§ **Task statement**:
Extract every line below that contains the word "ngIf".

§ **Dataset content**:

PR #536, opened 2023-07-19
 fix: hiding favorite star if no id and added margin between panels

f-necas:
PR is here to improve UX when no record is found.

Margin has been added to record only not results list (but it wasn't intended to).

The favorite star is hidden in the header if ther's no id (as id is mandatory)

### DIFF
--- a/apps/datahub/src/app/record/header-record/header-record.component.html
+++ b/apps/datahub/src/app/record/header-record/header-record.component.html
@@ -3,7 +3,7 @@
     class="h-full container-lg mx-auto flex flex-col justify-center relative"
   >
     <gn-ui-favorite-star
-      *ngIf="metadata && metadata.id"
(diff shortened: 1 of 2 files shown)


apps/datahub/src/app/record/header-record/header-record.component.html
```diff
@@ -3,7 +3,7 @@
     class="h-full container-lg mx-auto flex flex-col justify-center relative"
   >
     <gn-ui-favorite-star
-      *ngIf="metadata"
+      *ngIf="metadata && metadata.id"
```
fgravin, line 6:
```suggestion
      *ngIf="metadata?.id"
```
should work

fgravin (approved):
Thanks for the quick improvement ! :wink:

§ **Task response**:
-      *ngIf="metadata && metadata.id"
-      *ngIf="metadata"
+      *ngIf="metadata && metadata.id"
      *ngIf="metadata?.id"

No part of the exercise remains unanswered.